Arie cleared her throat. Could she?

“Don’t forget,” he added. “If you work up to full time, after a year, you get three sick days and a week’s vacation. Also health insurance. It’s crappy, and the premiums are killing me, but still.”

Thank goodness. Death had benefits. 

Being a Donna Glaser fan, I was very excited to see she was starting a new series alongside her Letty Whittaker mysteries. I nominated A Scrying Shame for Kindle Press and was even more excited when they notified me that my ARC copy was available! I dug into it immediately and Arie (pronounced R.E.) had me hooked immediately. She’s one of those women who doesn’t have it all together, in fact, she has nothing together; after all returning from The Other Side takes a lot of recovery. Once she recovers from her assault Arie takes a job doing crime scene clean up. It is there that she discovers she picked up a new skill on the other side, scrying. I can’t say that I’ve ever heard of scrying before, but it was so fun to learn about it along with Arie, who, as you can imagine, was quite surprised when she discovered this new ability. When she’s faced with cleaning up a grisly murder, the dead start talking to her and the blood tells her things she doesn’t want to hear. Things like, she might be living amongst a murderer.

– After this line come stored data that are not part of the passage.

PR #95, opened 2022-08-08
Friends app

AsaMitaka:
### Friends App

[Demo](https://asamitaka.github.io/kottans-frontend/friends-app) |
[Code](https://github.com/AsaMitaka/kottans-frontend/tree/main/friends-app)

Please, review.


submissions/asaMitaka/FriendsApp/script.js
```diff
@@ -0,0 +1,177 @@
+const url = 'https://randomuser.me/api/?results=12';
+
+let aToZLast = document.querySelector('.sortedAtoZLast');
```
artem-trubin, line 3: You almost exclusively use `let` variables while most of them should be `const`. Please review your code and change them.

submissions/asaMitaka/FriendsApp/script.js
```diff
@@ -0,0 +1,177 @@
...
+let zToALast = document.querySelector('.sortedZtoALast');
```
artem-trubin, line 4: There are a lot of `querySelector`s here. Instead, you can just get your `form` element and then access any field of the form at any time by its `name`. 

So for example, you can have a couple of radiobuttons that share the same `name`, let's say "gender". Each of them should have a `value` attribute, like `male` and `female` for example.

So then you can just go
```js
const form = document.querySelector("#myForm");
console.log(form.gender) // this should return male\female based on checked radiobutton
```

submissions/asaMitaka/FriendsApp/script.js
```diff
@@ -0,0 +1,177 @@
...
+    renderAllItemsToPage(resultArr);
+}
+
+
+function saveUsers(arr, resArr) {
+    for (let i = 0; i < arr.length; i++) {
+        resArr.push(arr[i]);
+    }
+    basicArr1 = resultArr.slice();
+    // basicArr2 = JSON.parse(JSON.stringify(resultArr));
```
artem-trubin, line 34: Remove commented code from the final version.

submissions/asaMitaka/FriendsApp/script.js
```diff
@@ -0,0 +1,177 @@
...
+let content = document.querySelector('.articleBlock');
+let reset = document.querySelector('.reset');
+let male = document.querySelector('#male');
+let woman = document.querySelector('#female');
+let all = document.querySelector('#all');
+let search = document.querySelector('#searchBar');
+let minNumber = document.querySelector('#minNumber');
+let maxNumber = document.querySelector('#maxNumber');
+
+let basicArr1 = [];
```
artem-trubin, line 16: `basicArr1` doesn't seem like a correct name. You should avoid using data type in the name of the variables, it indicates that the name is not descriptive enough. Like `resultArr` could just be `friends` or `users`. Plural name assumes that this is an array by itself.

submissions/asaMitaka/FriendsApp/script.js
```diff
@@ -0,0 +1,177 @@
...
+    let response = await fetch(url);
+    let friendsArr = await response.json();
+
+    saveUsers(friendsArr.results, resultArr);
+
+    renderAllItemsToPage(resultArr);
+}
+
+
+function saveUsers(arr, resArr) {
```
artem-trubin, line 29: What does this function do, exactly?
It seems like it just copies the whole `arr` to `resArr` and then does the same for `resultArr` and `basicArr1`. It's not readable and seems like it doesn't make any sense at all. You can just save users right where you get your response from API.

submissions/asaMitaka/FriendsApp/script.js
```diff
@@ -0,0 +1,177 @@
...
+let search = document.querySelector('#searchBar');
+let minNumber = document.querySelector('#minNumber');
+let maxNumber = document.querySelector('#maxNumber');
+
+let basicArr1 = [];
+let resultArr = [];
+
+async function getResponse(url) {
+    let response = await fetch(url);
+    let friendsArr = await response.json();
```
artem-trubin, line 21: It's not even ar Arr, it's an object that has an array in the `results` field.

submissions/asaMitaka/FriendsApp/script.js
```diff
@@ -0,0 +1,177 @@
...
+
+function saveUsers(arr, resArr) {
+    for (let i = 0; i < arr.length; i++) {
+        resArr.push(arr[i]);
+    }
+    basicArr1 = resultArr.slice();
+    // basicArr2 = JSON.parse(JSON.stringify(resultArr));
+}
+
+function renderItem(item) {
```
artem-trubin, line 37: Misleading name, this function doesn't `render` anything, it returns an HTML code for an element.

submissions/asaMitaka/FriendsApp/script.js
```diff
@@ -0,0 +1,177 @@
...
+            </p>
+            <p>Age: ${item.dob.age}</p>
+            <a href='${item.phone}'>${item.phone}</a>
+            <p class='content__item-country'>${item.location.country}, ${item.location.city}</p>
+            <div class='content__item-gender'>${item.gender}</div>
+        </div>
+    `;
+}
+
+aToZLast.addEventListener('click', sortedAtoZLast);
```
artem-trubin, line 53: You should avoid using a lot of event listeners. This task can be done with just one that is placed on the whole form.

artem-trubin (commented):
Hi! Great work for the first iteration. Let's fix some code.

For starters, you have a bug. Your sorts and filters don't persist. If you sort by name and then filter, sorting disappears. If you filter by a certain name and then filter by gender, it shows all women/men instead of only those that have the filtered name. Your right side of the app should always represent the results of the whole form state, not only the last clicked filter/sorting.

Secondly, from the UX perspective, your sorting should be displayed as radio buttons and it should be visible what sorting is selected at the current time.

Also, please check comments below.

artem-trubin:
The bug still persists. Write something in the search field, and make sure a user or several of them are found by the name. Then, click different sorts and filters. The user list starts to ignore what's written in the search field. And it shouldn't. As I said, at any point in time, the list of users on the right should represent the state of the form on the left.

artem-trubin (commented):
It seems that GitHub is still pending my review, so I'm going to post it here as a review. I saw your changes, but there are still bugs. Please make a lot of testing with your form. Sometimes First Name sorting just stops working, when you change age it doesn't really filter anything. And why is the label for age limits say `Age 10 - 100`? You can change it for whatever, not only 10\100? :)
Just some advice, maybe change your name filtration to filter through both first and last names? Have you seen anywhere separate filtrations for name and surname? You can just stitch them to one string and filter them like this.

submissions/asaMitaka/FriendsApp/index.html
```diff
@@ -0,0 +1,71 @@
...
+                <form class="asideBlock__items" name="last">
+                    <p>By Last Name</p>
+                    <input type="radio" name="last" id="lastAToZ" value="lastAToZ" class="last">
+                    <label for="lastAToZ">A-Z</label>
+                    <input type="radio" name="last" id="lastZToA" value="lastZToA" class="last">
+                    <label for="lastZToA">Z-A</label>
+                </form>
+            
+                <form class="asideBlock__items" name="minMax">
+                    <p>Age 10 - 100</p>
```
artem-trubin, line 35: Why is it exactly `10 - 100`?

submissions/asaMitaka/FriendsApp/script.js
```diff
@@ -0,0 +1,237 @@
...
+    try {
+        response = await fetch(url);
+        if (!response.ok) {
+            throw new Error(response.statusText);
+        } 
+    } catch (err) {
+        console.log(err);
+        resetPage();
+    }
+    let jsonData = await response.json();
```
artem-trubin, line 20: const?

submissions/asaMitaka/FriendsApp/script.js
```diff
@@ -0,0 +1,237 @@
+const url = 'https://randomuser.me/api/?results=12';
+const form = document.forms;
+const content = document.querySelector('.articleBlock');
+
+let friendsCopy = [];
+let friends = [];
+let isSearch = false;
+
+async function getResponse(url) {
+    let response;
```
artem-trubin, line 10: You don't need an outside variable for `response`. Do the `.json()` thing right in the `try` block. You have a faulty logic here, you're getting data from a response outside of `try` in any scenario, even if the data isn't there because you ignore the `catch` block. The only reason your program doesn't crash is that if there _is_ an error you just reset your page, but let's not rely on that. If there is no data - don't extract it from the response.

submissions/asaMitaka/FriendsApp/script.js
```diff
@@ -0,0 +1,237 @@
...
+    }
+    let jsonData = await response.json();
+
+    friendsCopy = jsonData.results;
+    friends = jsonData.results;
+
+    renderAllItemsToPage(friends);
+}
+
+function creatingDivItem(item) {
```
artem-trubin, line 28: What `div` item? What is the content of this item? Use more descriptive names, please.

submissions/asaMitaka/FriendsApp/script.js
```diff
@@ -0,0 +1,237 @@
...
+            </p>
+            <p>Age: ${item.dob.age}</p>
+            <a href='${item.phone}'>${item.phone}</a>
+            <p class='content__item-country'>${item.location.country}, ${item.location.city}</p>
+            <div class='content__item-gender'>${item.gender}</div>
+        </div>
+    `;
+}
+
+form.last.addEventListener('click', function(e) {
```
artem-trubin, line 44: Don't rely on the fact that your form is the last one on the page. Reason: there are a lot of browser extensions that modify the dom, for example, Grammarly adds its script to the end of DOM to work. That is why we don't style by tags and don't do JS by tags - because you never know what could go wrong with the DOM structure. Give your form an ID and do a `querlySelector`.

submissions/asaMitaka/FriendsApp/script.js
```diff
@@ -0,0 +1,237 @@
...
+    if (e.target && e.target.classList.contains('last')) {
+        checkLastSort(e);
```
artem-trubin, line 46: You only need `target` from event object, you can destructure it on the start of the function like
```js
function({ target }) { ...
```

submissions/asaMitaka/FriendsApp/script.js
```diff
@@ -0,0 +1,237 @@
...
+        case "lastAToZ":
+            sortedAtoZLast();
+            break;
+        case "lastZToA":
+            sortedZtoALast();
+            break;
+    }
+}
+
+form.reset.reset.addEventListener('click', resetPage);
```
artem-trubin, line 62: Consider resetting the form state and rerendering users instead of reloading the whole page. You can also use [this](https://developer.mozilla.org/ru/docs/Web/API/HTMLFormElement/reset).

submissions/asaMitaka/FriendsApp/script.js
```diff
@@ -0,0 +1,237 @@
...
+
+form.age.addEventListener('click', function(e) {
```
artem-trubin, line 64: You add a lot of event listeners for separate items of one form. Please combine them all into one event listener for the whole form. If you use the correct event type, this event listener will fire each time you press a button in your search input and each time a radiobutton is pressed.

submissions/asaMitaka/FriendsApp/script.js
```diff
@@ -0,0 +1,237 @@
...
+    if (e.target && e.target.classList.contains('age')) {
+        sortByAge(e);
+    }
+});
+
+function sortByAge(event) {
```
artem-trubin, line 70: Same thing with `target`.

submissions/asaMitaka/FriendsApp/script.js
```diff
@@ -0,0 +1,237 @@
...
+        case "ageMore":
+            sortedAgeMore();
+            break;
+        case "ageLess":
+            sortedAgeLess();
+            break;
+    }
+}
+
+function sortedAgeMore() {
```
artem-trubin, line 82: Why `sorted`? It's not a verb. You had `sort` in your other function.

submissions/asaMitaka/FriendsApp/script.js
```diff
@@ -0,0 +1,237 @@
...
+            break;
+        case 'all':
+            renderAll();
+            break;
+    }
+}
+
+function renderMale() {
+    friends = friendsCopy.slice();
+    friends = friends.filter(item=> item.gender === 'male');
```
artem-trubin, line 124: We usually place a space around `=>` in arrow functions. So `item => ...`

submissions/asaMitaka/FriendsApp/script.js
```diff
@@ -0,0 +1,237 @@
...
+    renderAllItemsToPage(friends);
+}
+
+function renderFemale() {
+    friends = friendsCopy.slice();
```
artem-trubin, line 129: `.slice()` without arguments just returns the same array, why is it here?

submissions/asaMitaka/FriendsApp/script.js
```diff
@@ -0,0 +1,237 @@
...
+        case 'female':
+            renderFemale();
+            break;
+        case 'all':
+            renderAll();
+            break;
+    }
+}
+
+function renderMale() {
```
artem-trubin, line 122: Your `renderMale`, `renderFemale` and `renderAll` functions are very similar. Please combine them.

submissions/asaMitaka/FriendsApp/script.js
```diff
@@ -0,0 +1,237 @@
...
+    
+    if (maxNumber.value > 100) {
+        maxNumber.value = 100;
+        return;
+    } 
+
+    findByAge();
+}
+
+function findByAge() {
```
artem-trubin, line 162: In terms of JS, `find` means 1 result and `filter` means multiple results.

submissions/asaMitaka/FriendsApp/script.js
```diff
@@ -0,0 +1,237 @@
...
+        }
+    });
+
+    renderAllItemsToPage(friends);
+}
+
+form.search.search.addEventListener('input', searchFunc);
+
+function searchFunc() {
+    isSearch = true;
```
artem-trubin, line 193: You don't need a variable to track if there is something in the input. Call this function every time something changes, just don't do anything here if the input is empty.

submissions/asaMitaka/FriendsApp/script.js
```diff
@@ -0,0 +1,237 @@
...
+    let val = form.search.search.value.toLowerCase();
+    if (val && val.length > 0) {
+        content.innerHTML = '';
```
artem-trubin, line 196: Why is this here? It's a searching function, it should return an array of users that match search input, not do things in the DOM.

submissions/asaMitaka/FriendsApp/script.js
```diff
@@ -0,0 +1,237 @@
...
+}
+
+function renderAllItemsToPage(arr) {
+    if (form.search.search.value.length === 0) {
+        isSearch = false;
+    }
+
+    content.innerHTML = '';
+
+    let acc = '';
```
artem-trubin, line 226: Instead of creating a string of elements, it would be better to use the `map` method and create an array of elements, just join them before rendering. This would allow you to manipulate this array in the future if needed.

artem-trubin (changes requested):
Hey, nice work. Let's improve it.

You have some trouble with setting clear responsibilities for your functions. If you have a function that says `filterUsersByName`, it should receive an array to filter and what to search for as parameters and return a filtered array in the end. And that's it. You then do anything you want with this array - sort it, render it, whatever, but this `filterUsersByName` function should not care, it has done its work already. You can make a separate function for rendering and just pass data to it. You have a lot of functions that do some action, like sorting **AND** they also render to DOM. Such approach invites mistakes and reduces code readability.

submissions/asaMitaka/FriendsApp/index.html
```diff
@@ -0,0 +1,63 @@
...
+<head>
+    <meta charset="UTF-8">
+    <meta http-equiv="X-UA-Compatible" content="IE=edge">
+    <meta name="viewport" content="width=device-width, initial-scale=1.0">
+    <title>Friends App</title>
+    <link rel="stylesheet" href="style.css">
+</head>
+<body>
+    <div class="container">
+        <div class="header">
```
artem-trubin, line 12: Why did you go away from semantic `header` and `footer` tags?

submissions/asaMitaka/FriendsApp/script.js
```diff
@@ -0,0 +1,87 @@
+const url = 'https://randomuser.me/api/?results=12';
+const content = document.querySelector('.articleBlock');
+const form = document.forms;
+let friends = [];
+let friendsCopy = [];
+
+const data = (url) => fetch(url)
+    .then(handleErrors)
+    .then(res => res.json())
+    .then(res => res.results)
```
artem-trubin, line 10: Getting a property from an object is not an asynchronous task, you don't need another `.then` after this one.

submissions/asaMitaka/FriendsApp/script.js
```diff
@@ -0,0 +1,87 @@
+const url = 'https://randomuser.me/api/?results=12';
+const content = document.querySelector('.articleBlock');
+const form = document.forms;
```
artem-trubin, line 3: Why do you have 2 forms? You should use 1 form and get it by id or something, don't rely on `document.forms`.

submissions/asaMitaka/FriendsApp/script.js
```diff
@@ -0,0 +1,87 @@
...
+    return res;
+}
+
+document.querySelector('.asideBlock').addEventListener('click', sortBy);
+function sortBy({target}) {
+    const id = target.id;
+
+    switch(id) {
+        case 'ageMore':
+            friendsCopy = friendsCopy.sort((a, b) => a.dob.age - b.dob.age);
```
artem-trubin, line 30: Look at the functions that you use for sorting. They are identical, except you change parameter order. Maybe abstract it to not repeat yourself.

submissions/asaMitaka/FriendsApp/script.js
```diff
@@ -0,0 +1,87 @@
...
+        case 'ageLess':
+            friendsCopy = friendsCopy.sort((a, b) => b.dob.age - a.dob.age);
+            break;
+        case 'lastAToZ':
+            friendsCopy = friendsCopy.sort((a, b) => a.name.last !== b.name.last ? a.name.last < b.name.last ? -1 : 1 : 0);
+            break;
+        case 'lastZToA':
+            friendsCopy = friendsCopy.sort((a, b) => a.name.last !== b.name.last ? a.name.last > b.name.last ? -1 : 1 : 0);
+            break;
+        case 'male':
```
artem-trubin, line 41: This is filtering, it should not belong to the sorting function.

submissions/asaMitaka/FriendsApp/script.js
```diff
@@ -0,0 +1,87 @@
...
+
+    let acc = '';
+    arr.forEach(item => {
+        acc += creatingProfileCard(item);
+    });
+
+    content.innerHTML = acc;
+}
+
+data(url);
```
artem-trubin, line 87: Add empty lines at the end of all files.

artem-trubin (changes requested):
You have a bug now, if you select any gender, even the one that is already selected your sorting drops. Also, what happened to the name search and age filtration?

submissions/asaMitaka/FriendsApp/index.html
```diff
@@ -0,0 +1,71 @@
...
+                    <div class="asideBlock__items">
+                        <p>By Last Name</p>
+                        <input type="radio" name="sort" id="lastAToZ">
+                        <label for="lastAToZ">A-Z</label>
+                        <input type="radio" name="sort" id="lastZToA">
+                        <label for="lastZToA">Z-A</label>
+                    </div>
+                </form>
+    
+                <form name="gender" id="genderForm">
```
artem-trubin, line 38: You're still using separate forms. It makes your code more complicated in the JS. Why not tie it up in one form?

submissions/asaMitaka/FriendsApp/script.js
```diff
@@ -0,0 +1,161 @@
...
+    gender: null,
+    sort: null,
+    reset() {
+        this.search = null;
+        this.gender = null;
+        this.sort = null;
+    }
+}
+
+function filterBy(id, usersToFilter) {
```
artem-trubin, line 35: I believe the only id you have there is somehow connected with gender, so `filterBy` is actually `filterByGender`.

submissions/asaMitaka/FriendsApp/script.js
```diff
@@ -0,0 +1,161 @@
...
+    switch(id) {
```
artem-trubin, line 36: You can shorten this switch like this:

```js
switch(id) {
  case 'male':
  case 'female':
    usersToFilter = userstoFilter.filter(item => item.gender === id);
    break;
  case 'all':
  ...
}
```

submissions/asaMitaka/FriendsApp/script.js
```diff
@@ -0,0 +1,161 @@
...
+        case 'male':
+            usersToFilter = usersToFilter.filter(item => item.gender === 'male');
+            break;
+        case 'female':
+            usersToFilter = usersToFilter.filter(item => item.gender === 'female');
+            break;
+        case 'all':   
+            usersToFilter = [...friends];
```
artem-trubin, line 44: First of all, it would be more readable to create a new variable, something like `filteredUsers` in the beginning of this function to store the returned result. Secondly, if you're getting this from `friends` what's the point of passing some array in the function argument?

submissions/asaMitaka/FriendsApp/script.js
```diff
@@ -0,0 +1,161 @@
...
+            break;
+    }
+    return usersToFilter;
+}
+
+function sortAge(a, b) {
+    return a.dob.age - b.dob.age;
+}
+
+function sortAlph(a, b) {
```
artem-trubin, line 54: `sortByName`? And `sortByAge`

submissions/asaMitaka/FriendsApp/script.js
```diff
@@ -0,0 +1,161 @@
+const url = 'https://randomuser.me/api/?results=12';
+const content = document.querySelector('.articleBlock');
+const ageForm = document.querySelector('#ageForm');
+const genderForm = document.querySelector('#genderForm');
+const search = document.querySelector('#search');
+let friends = [];
+let friendsCopy = [];
+
+const data = (url) => fetch(url)
```
artem-trubin, line 9: `getData`?

artem-trubin (changes requested):
Please check comments below.

artem-trubin:
Great work!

The story is fast paced, mysterious and at times laugh out loud funny. I love how even when Arie knows things really suck, she can still laugh at herself with her best friend Chandra. You run all the way to the end with Arie until she discovers the murderer and stuns you with the reasons why. The wild web Ms. Glaser wove lets the reader know there will be many more Arie books to come, and I, for one, can’t wait for Scry Me a River! After all, I have to know just what R.E. stands for and if it’s really as embarrassing as Arie wants us to believe.

I give A Scrying Shame 5 cups of Lord, I hope that's only coffee, coffee! 

About The Author

I'm a psychotherapist/office manager/writer, not always in that order. Some folks wonder why a therapist would gravitate toward writing mysteries. It's the people thing. Both of my passions deal with relationships and exploring the past
to gain a deeper understanding--and, perhaps, better control of--the present. My favorite quote is by Oscar Wilde: "The final mystery is oneself." It seems to cover facets of both my careers. So I stole it.

I'm also a wife and a mother of two beautiful children. Three, if you count the husband; usually I do. We own and operate a residential construction company. He swings the hammer; I do the marketing, the paperwork, and deal with any overly emotional, what-do-you-mean-you-can't-put-roof-trusses-up-in-a-thunderstorm? clients. Strangely enough, I often come up with ideas for creative murders and hiding bodies during business hours. I mention this for no reason at all.

Currently I'm at work on the fifth Letty Whittaker 12-Step Mystery, THE LIES WE TELL and I'm plotting the second in the Blood Visions series, SCRY ME A RIVER. I'd love to hear from you! .

I'm hoping to earn enough money to provide orthodontics for my English bulldog, Belle.